» Description of the task:
Whenever a line in this data holds the word "runners", report that line in full.

» Collected data:
-- Opening Marker --

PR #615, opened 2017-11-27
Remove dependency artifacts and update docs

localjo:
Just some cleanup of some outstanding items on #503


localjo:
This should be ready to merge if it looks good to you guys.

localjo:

-- Closing Marker --
-- Opening Marker --

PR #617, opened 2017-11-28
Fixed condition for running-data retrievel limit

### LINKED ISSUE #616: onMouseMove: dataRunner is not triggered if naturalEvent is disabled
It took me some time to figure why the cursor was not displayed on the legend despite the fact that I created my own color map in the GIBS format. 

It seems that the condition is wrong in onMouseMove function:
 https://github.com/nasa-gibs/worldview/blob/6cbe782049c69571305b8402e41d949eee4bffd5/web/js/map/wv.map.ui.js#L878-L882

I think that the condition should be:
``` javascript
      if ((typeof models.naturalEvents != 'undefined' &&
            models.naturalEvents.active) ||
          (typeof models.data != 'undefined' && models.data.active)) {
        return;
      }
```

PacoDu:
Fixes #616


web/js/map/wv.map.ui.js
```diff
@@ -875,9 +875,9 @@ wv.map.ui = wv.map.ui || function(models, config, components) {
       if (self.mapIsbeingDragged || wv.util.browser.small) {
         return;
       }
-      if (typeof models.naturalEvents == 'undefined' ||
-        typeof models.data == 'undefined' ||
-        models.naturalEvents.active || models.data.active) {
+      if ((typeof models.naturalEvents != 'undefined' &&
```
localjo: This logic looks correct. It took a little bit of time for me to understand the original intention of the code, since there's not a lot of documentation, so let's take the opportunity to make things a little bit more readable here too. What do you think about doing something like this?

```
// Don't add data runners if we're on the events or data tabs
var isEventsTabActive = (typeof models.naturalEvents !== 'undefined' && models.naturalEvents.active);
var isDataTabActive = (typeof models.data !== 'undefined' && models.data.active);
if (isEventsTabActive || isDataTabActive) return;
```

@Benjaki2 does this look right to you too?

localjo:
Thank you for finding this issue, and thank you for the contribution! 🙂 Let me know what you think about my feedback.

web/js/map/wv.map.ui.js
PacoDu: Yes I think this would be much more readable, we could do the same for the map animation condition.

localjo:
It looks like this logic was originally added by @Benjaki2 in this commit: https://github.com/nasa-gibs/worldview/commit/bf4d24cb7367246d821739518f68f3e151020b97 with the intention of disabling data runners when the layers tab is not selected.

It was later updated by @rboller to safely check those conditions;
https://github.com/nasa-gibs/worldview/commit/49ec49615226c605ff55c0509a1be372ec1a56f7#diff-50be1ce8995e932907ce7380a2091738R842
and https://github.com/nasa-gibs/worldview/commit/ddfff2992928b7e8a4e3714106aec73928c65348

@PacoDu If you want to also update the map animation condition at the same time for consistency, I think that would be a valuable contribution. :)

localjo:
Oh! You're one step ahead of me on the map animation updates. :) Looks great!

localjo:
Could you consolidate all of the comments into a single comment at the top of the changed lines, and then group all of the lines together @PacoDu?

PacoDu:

-- Closing Marker --

» Problem solution:
// Don't add data runners if we're on the events or data tabs
It looks like this logic was originally added by @Benjaki2 in this commit: https://github.com/nasa-gibs/worldview/commit/bf4d24cb7367246d821739518f68f3e151020b97 with the intention of disabling data runners when the layers tab is not selected.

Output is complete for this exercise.